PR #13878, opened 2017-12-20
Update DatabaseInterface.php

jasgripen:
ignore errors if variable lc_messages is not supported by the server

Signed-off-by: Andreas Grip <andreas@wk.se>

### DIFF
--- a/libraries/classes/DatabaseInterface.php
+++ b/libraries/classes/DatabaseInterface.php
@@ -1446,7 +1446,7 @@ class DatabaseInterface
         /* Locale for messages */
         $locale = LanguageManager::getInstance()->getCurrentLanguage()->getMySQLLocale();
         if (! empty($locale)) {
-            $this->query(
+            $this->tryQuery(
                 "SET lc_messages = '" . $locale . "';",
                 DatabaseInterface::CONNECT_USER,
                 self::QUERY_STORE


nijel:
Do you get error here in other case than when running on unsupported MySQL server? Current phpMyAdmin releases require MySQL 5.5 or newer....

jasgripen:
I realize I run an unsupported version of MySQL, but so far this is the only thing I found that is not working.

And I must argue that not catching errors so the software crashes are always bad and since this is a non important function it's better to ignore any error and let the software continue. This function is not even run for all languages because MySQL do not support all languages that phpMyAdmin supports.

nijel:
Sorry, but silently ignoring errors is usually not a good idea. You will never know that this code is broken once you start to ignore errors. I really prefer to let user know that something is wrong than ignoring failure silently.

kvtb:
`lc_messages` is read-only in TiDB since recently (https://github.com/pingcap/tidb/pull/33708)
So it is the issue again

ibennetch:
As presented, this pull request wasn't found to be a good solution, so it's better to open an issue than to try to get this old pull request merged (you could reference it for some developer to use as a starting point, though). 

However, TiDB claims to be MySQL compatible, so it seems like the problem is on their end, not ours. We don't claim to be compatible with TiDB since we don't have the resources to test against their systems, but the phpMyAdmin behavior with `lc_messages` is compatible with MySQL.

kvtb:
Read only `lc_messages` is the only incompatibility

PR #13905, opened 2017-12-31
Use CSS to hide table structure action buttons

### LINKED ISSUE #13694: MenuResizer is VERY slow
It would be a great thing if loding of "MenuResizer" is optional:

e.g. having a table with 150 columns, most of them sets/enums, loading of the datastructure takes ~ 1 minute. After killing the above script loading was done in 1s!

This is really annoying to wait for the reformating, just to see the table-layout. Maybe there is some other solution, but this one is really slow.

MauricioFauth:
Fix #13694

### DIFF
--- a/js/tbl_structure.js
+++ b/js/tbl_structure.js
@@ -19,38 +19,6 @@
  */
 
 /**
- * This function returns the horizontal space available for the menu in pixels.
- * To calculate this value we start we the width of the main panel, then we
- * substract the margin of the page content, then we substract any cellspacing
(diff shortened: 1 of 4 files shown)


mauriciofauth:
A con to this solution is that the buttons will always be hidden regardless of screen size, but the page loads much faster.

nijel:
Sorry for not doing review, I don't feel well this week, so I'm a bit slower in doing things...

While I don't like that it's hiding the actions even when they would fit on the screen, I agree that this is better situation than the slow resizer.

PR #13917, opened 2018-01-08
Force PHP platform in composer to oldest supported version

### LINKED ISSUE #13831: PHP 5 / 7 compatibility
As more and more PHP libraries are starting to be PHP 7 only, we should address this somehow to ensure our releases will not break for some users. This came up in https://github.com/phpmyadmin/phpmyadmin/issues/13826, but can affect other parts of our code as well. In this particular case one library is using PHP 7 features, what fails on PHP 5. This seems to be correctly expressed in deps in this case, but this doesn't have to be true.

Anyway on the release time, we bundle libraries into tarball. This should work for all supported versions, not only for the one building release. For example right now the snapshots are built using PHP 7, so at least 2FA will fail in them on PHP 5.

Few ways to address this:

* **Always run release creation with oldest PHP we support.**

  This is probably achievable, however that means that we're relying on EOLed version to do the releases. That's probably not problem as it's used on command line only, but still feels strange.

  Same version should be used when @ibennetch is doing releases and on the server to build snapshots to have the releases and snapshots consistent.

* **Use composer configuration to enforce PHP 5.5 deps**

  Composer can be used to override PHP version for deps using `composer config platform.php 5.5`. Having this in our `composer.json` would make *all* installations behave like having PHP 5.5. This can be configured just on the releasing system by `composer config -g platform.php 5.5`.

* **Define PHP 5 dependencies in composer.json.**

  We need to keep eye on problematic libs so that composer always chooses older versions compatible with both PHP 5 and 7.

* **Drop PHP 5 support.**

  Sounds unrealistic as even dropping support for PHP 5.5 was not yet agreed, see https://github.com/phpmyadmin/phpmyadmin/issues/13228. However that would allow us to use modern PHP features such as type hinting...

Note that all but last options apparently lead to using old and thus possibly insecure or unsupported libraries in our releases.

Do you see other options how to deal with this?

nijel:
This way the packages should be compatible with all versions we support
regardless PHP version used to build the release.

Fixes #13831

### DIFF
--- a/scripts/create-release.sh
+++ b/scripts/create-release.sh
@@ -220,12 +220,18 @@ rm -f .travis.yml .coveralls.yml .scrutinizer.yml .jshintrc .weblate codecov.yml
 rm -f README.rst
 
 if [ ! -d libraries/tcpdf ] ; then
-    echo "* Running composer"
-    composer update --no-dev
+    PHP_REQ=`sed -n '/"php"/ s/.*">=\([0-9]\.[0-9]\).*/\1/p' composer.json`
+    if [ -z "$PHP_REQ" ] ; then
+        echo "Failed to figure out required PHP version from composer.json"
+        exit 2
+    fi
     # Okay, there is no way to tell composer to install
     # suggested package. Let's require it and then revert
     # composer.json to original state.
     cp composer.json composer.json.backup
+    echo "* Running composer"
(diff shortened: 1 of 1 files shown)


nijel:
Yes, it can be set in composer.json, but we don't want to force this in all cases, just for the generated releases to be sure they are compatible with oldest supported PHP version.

--

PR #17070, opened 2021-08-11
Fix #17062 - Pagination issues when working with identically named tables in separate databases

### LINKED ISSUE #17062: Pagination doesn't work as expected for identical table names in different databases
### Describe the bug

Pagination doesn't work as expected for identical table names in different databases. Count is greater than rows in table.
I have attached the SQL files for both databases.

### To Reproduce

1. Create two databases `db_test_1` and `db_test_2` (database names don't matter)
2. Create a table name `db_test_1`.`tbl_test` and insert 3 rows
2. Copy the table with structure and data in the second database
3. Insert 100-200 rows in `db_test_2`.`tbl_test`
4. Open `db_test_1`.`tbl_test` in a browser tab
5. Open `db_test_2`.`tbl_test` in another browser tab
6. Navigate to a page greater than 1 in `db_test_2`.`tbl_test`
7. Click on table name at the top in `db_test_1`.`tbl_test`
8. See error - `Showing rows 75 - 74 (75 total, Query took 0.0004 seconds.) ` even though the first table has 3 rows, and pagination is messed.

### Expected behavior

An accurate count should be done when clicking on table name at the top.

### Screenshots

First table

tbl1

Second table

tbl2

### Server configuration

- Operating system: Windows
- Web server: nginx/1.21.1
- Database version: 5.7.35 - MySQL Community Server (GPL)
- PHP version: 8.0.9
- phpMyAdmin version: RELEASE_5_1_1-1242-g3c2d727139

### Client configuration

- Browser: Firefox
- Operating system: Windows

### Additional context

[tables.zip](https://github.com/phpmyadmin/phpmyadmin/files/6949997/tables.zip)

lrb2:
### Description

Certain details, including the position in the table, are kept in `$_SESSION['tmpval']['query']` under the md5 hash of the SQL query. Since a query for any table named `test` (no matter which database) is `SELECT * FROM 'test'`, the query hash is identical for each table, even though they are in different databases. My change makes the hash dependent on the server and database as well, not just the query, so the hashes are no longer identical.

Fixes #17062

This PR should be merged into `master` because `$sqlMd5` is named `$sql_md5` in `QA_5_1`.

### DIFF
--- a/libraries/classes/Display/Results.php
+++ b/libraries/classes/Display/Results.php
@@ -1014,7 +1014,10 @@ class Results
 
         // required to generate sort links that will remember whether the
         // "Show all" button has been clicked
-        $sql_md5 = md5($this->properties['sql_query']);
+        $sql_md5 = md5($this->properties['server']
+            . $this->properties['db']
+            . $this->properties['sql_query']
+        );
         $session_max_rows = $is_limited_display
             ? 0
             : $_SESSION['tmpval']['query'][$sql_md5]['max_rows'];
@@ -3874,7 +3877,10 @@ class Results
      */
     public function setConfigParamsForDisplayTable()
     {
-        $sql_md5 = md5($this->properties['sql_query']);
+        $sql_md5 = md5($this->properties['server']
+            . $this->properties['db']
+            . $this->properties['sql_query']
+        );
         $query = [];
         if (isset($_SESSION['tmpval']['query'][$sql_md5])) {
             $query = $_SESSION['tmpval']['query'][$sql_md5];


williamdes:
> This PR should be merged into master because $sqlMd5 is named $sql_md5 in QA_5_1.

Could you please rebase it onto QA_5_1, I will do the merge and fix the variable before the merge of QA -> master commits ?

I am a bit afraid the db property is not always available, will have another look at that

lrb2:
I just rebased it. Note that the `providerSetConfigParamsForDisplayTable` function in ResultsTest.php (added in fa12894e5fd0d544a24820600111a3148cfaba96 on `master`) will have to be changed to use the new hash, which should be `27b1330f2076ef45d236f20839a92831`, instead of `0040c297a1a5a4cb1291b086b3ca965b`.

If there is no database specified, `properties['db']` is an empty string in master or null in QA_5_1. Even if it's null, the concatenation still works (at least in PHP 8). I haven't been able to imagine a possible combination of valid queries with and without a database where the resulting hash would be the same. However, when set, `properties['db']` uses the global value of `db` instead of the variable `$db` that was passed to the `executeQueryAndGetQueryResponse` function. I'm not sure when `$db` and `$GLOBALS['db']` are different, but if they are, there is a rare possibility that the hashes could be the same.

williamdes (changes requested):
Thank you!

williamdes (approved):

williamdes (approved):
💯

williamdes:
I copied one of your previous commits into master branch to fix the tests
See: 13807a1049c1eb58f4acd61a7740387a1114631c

Problem details: Where does the string "doing" appear in the records above? Show every line that holds it.

The answer:
Sorry for not doing review, I don't feel well this week, so I'm a bit slower in doing things...
  Same version should be used when @ibennetch is doing releases and on the server to build snapshots to have the releases and snapshots consistent.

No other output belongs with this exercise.